[Saved data entries]
:::::
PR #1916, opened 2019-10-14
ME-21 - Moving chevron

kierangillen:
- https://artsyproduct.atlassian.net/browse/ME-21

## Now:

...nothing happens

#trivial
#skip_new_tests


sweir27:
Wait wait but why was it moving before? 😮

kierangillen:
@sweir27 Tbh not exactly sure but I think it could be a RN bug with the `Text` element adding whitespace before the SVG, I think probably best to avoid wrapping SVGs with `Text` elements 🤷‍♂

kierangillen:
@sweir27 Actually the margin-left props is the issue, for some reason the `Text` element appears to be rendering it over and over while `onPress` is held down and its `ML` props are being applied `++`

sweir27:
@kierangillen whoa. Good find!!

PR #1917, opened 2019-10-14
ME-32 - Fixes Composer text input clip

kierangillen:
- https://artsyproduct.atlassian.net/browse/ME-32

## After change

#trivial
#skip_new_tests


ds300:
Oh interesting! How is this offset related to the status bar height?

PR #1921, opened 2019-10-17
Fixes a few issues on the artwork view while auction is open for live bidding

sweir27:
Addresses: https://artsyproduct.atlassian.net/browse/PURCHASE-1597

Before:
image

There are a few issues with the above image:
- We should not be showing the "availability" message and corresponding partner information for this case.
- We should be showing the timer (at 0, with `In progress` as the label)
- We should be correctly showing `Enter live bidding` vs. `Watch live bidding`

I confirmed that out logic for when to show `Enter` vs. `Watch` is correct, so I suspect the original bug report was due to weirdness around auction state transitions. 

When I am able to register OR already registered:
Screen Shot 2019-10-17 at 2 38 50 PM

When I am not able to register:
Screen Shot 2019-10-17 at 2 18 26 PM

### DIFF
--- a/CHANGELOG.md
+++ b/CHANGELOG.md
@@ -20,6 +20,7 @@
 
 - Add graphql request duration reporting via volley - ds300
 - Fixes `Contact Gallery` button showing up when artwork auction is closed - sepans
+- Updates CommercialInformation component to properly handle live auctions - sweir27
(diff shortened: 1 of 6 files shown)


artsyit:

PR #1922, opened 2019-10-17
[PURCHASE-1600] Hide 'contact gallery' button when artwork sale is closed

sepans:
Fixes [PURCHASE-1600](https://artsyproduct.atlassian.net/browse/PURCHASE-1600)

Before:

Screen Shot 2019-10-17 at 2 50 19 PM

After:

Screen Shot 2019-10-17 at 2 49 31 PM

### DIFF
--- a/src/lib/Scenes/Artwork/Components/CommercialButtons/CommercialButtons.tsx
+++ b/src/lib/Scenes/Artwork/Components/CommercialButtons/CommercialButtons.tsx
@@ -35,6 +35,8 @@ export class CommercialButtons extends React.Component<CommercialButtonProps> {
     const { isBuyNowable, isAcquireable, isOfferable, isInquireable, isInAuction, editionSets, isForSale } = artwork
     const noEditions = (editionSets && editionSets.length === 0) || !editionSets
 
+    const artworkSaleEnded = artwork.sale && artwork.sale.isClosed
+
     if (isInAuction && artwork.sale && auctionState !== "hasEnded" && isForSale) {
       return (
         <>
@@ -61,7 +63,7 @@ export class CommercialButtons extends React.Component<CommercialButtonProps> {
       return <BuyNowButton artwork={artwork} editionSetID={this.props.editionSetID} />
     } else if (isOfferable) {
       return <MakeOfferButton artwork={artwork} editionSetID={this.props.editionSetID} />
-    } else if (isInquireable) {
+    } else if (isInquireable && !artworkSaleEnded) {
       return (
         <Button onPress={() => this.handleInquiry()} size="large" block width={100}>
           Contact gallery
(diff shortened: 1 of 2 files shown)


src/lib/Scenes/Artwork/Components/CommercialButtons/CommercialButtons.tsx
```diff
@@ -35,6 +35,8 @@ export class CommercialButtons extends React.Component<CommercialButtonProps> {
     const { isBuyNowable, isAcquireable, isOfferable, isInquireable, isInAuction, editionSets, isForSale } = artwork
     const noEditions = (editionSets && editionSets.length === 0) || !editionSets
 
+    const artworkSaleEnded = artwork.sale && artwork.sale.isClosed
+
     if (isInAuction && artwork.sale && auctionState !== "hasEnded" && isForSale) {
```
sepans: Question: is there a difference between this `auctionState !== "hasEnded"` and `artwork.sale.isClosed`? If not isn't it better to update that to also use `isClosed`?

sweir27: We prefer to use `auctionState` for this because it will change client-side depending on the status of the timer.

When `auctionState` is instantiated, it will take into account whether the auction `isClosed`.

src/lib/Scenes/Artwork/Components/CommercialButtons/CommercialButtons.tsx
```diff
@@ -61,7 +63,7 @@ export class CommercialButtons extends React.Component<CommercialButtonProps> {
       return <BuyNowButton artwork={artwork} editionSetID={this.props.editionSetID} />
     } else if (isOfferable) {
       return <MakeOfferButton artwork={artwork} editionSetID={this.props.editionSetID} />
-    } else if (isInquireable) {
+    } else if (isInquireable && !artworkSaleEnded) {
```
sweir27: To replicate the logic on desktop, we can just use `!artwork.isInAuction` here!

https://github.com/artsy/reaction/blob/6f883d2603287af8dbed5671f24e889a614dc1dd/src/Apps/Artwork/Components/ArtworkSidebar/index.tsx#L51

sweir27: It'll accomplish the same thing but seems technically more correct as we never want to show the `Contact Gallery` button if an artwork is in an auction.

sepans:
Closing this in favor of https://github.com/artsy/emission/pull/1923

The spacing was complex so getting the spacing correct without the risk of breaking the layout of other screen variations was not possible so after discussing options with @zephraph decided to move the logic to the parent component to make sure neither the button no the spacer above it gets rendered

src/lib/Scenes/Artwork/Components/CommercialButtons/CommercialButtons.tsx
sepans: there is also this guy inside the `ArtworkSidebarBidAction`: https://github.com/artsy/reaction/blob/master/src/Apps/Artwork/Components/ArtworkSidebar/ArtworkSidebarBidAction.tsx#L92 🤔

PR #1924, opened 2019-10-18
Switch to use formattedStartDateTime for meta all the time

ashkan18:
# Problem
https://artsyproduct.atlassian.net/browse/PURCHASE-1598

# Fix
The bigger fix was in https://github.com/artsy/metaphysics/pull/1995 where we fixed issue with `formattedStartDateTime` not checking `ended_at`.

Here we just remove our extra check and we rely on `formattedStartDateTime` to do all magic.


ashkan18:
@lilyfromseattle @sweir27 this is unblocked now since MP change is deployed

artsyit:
:::::
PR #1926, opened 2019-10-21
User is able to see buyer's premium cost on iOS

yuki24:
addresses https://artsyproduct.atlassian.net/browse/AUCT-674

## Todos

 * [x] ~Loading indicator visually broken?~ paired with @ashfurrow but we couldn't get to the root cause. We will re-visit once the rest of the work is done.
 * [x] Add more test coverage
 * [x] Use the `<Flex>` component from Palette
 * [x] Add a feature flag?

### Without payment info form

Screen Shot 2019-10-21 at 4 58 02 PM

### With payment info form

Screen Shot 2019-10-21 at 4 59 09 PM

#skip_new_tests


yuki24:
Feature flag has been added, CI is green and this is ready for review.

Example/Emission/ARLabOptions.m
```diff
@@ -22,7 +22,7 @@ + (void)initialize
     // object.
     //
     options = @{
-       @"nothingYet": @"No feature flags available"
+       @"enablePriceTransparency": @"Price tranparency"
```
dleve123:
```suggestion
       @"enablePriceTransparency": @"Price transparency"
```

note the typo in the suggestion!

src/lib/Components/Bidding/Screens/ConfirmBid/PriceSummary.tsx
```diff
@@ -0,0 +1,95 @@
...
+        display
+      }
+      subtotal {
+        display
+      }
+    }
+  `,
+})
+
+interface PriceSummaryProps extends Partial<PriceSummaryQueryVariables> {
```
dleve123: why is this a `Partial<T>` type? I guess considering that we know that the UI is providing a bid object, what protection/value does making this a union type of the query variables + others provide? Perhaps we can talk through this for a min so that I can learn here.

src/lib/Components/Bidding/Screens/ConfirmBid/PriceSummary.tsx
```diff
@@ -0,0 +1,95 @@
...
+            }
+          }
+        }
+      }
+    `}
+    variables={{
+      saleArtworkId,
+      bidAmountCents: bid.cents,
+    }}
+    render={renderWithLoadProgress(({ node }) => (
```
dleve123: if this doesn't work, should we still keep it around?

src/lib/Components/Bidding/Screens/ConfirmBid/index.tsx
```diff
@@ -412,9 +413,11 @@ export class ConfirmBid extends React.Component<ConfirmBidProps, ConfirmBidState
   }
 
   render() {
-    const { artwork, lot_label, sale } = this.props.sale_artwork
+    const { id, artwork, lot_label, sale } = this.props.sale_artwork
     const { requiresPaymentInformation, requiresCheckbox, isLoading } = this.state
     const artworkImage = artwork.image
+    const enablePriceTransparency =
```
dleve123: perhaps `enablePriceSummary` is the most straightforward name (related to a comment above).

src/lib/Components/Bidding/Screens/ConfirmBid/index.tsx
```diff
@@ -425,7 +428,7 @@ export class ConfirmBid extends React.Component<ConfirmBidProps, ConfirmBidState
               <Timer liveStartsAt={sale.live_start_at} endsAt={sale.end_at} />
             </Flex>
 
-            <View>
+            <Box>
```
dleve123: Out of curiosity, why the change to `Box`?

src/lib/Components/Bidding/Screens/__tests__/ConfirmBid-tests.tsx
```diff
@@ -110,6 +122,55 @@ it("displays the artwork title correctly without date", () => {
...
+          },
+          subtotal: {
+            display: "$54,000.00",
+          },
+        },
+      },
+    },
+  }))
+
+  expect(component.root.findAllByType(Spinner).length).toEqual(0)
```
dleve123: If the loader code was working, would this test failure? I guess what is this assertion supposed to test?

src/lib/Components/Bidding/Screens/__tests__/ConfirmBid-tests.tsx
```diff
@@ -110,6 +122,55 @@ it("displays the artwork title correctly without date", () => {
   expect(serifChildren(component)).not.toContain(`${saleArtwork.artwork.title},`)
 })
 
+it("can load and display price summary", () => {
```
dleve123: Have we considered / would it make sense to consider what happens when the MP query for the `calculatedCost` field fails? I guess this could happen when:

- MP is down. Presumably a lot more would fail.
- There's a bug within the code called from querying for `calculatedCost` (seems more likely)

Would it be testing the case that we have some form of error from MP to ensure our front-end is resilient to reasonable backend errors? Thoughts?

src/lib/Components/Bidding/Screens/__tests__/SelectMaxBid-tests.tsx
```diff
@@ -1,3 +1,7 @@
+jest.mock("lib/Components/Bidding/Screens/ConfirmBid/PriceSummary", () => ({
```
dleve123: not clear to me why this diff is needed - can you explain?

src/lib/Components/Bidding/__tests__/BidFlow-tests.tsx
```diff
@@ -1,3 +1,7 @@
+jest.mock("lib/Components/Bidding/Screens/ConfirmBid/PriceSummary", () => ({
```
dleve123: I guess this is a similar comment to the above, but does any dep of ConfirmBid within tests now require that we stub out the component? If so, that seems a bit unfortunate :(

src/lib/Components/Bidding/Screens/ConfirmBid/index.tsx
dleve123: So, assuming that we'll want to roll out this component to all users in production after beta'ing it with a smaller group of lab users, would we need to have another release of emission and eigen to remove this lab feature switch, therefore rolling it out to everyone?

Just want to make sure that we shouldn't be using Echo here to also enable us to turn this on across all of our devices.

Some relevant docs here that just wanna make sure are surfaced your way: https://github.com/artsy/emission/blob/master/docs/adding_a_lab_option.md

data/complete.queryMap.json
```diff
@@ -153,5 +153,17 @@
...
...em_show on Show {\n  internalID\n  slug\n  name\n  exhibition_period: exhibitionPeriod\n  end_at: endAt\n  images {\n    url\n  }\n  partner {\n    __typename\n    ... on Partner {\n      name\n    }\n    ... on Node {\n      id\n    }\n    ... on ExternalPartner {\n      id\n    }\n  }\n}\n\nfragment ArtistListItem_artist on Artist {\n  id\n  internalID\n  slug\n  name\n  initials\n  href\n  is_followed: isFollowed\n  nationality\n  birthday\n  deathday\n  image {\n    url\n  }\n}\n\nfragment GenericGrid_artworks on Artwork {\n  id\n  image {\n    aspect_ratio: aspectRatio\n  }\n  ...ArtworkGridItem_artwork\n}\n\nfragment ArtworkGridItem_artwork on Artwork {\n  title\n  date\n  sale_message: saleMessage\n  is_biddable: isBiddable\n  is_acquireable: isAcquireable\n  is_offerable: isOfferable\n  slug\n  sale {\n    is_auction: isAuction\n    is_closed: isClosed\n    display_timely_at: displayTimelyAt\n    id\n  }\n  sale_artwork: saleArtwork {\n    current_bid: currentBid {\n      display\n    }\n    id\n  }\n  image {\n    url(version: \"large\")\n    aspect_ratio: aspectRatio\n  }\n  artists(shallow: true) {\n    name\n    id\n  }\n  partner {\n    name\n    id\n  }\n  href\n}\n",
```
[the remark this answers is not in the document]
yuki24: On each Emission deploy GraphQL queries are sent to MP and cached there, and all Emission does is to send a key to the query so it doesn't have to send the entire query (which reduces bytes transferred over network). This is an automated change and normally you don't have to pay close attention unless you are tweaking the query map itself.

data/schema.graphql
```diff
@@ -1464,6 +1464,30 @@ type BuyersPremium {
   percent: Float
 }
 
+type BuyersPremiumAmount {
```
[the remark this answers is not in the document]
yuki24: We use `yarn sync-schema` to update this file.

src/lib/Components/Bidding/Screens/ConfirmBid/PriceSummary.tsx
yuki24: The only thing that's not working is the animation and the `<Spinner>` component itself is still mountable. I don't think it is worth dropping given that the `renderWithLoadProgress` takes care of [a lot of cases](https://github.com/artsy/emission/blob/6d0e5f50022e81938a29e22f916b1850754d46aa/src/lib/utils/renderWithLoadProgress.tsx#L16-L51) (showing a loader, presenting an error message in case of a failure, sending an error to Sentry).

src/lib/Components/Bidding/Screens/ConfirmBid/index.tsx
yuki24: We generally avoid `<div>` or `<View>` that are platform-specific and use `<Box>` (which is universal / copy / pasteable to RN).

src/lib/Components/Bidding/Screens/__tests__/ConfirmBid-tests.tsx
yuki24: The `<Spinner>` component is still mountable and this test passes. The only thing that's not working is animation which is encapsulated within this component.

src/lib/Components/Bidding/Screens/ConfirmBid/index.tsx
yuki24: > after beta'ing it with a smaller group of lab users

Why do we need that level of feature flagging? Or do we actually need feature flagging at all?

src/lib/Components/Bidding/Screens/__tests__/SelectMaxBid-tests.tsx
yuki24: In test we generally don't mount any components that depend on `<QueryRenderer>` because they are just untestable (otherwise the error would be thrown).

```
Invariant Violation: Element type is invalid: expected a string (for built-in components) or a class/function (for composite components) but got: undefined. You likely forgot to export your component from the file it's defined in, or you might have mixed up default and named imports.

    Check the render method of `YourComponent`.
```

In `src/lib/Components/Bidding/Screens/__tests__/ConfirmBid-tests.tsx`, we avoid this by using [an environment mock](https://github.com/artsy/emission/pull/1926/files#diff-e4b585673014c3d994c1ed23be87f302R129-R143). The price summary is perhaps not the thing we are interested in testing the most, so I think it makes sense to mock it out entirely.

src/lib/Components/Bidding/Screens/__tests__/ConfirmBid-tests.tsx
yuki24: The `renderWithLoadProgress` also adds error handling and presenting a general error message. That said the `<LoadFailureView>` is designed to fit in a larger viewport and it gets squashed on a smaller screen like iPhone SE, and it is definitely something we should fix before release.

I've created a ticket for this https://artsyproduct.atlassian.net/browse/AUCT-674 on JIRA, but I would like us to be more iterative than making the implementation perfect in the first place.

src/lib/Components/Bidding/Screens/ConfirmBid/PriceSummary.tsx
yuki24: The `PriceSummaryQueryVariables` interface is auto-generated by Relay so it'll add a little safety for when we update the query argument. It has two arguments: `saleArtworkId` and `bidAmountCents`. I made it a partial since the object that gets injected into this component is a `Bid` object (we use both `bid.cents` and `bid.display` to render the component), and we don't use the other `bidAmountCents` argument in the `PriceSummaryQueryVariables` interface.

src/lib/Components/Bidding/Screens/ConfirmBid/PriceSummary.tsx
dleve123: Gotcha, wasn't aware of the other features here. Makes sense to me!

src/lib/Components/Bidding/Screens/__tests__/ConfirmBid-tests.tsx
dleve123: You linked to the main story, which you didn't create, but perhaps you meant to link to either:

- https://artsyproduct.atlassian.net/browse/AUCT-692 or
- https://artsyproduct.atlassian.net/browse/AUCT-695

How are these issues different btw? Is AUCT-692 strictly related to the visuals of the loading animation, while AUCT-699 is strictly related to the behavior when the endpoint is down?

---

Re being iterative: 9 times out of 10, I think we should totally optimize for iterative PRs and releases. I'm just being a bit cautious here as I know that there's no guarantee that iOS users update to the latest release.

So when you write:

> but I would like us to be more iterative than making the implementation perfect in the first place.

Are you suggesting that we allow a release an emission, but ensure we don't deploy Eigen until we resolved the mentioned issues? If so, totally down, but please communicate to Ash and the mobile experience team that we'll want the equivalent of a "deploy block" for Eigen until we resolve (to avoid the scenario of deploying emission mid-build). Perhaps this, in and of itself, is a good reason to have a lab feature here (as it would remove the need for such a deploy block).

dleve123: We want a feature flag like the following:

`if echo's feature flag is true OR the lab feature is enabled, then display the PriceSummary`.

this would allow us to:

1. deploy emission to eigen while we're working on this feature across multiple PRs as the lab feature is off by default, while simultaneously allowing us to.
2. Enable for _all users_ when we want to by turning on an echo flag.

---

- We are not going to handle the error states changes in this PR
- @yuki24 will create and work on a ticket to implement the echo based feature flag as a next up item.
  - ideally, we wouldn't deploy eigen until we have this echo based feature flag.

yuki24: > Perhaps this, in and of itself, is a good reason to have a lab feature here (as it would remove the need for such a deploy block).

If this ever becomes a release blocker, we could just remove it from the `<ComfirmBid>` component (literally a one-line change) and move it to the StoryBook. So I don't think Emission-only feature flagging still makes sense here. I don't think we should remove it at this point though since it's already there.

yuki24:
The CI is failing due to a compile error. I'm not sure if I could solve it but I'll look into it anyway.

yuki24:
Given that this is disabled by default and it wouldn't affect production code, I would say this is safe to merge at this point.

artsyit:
:::::
> **DIRECTIONS**
Above are records; repeat only the lines starting at the line with "1. deploy emission" and ending at the line with "- @yuki24 will", exactly as they appear, both included.

> **OUTPUT FOR THIS EXERCISE**
1. deploy emission to eigen while we're working on this feature across multiple PRs as the lab feature is off by default, while simultaneously allowing us to.
2. Enable for _all users_ when we want to by turning on an echo flag.

---

- We are not going to handle the error states changes in this PR
- @yuki24 will create and work on a ticket to implement the echo based feature flag as a next up item.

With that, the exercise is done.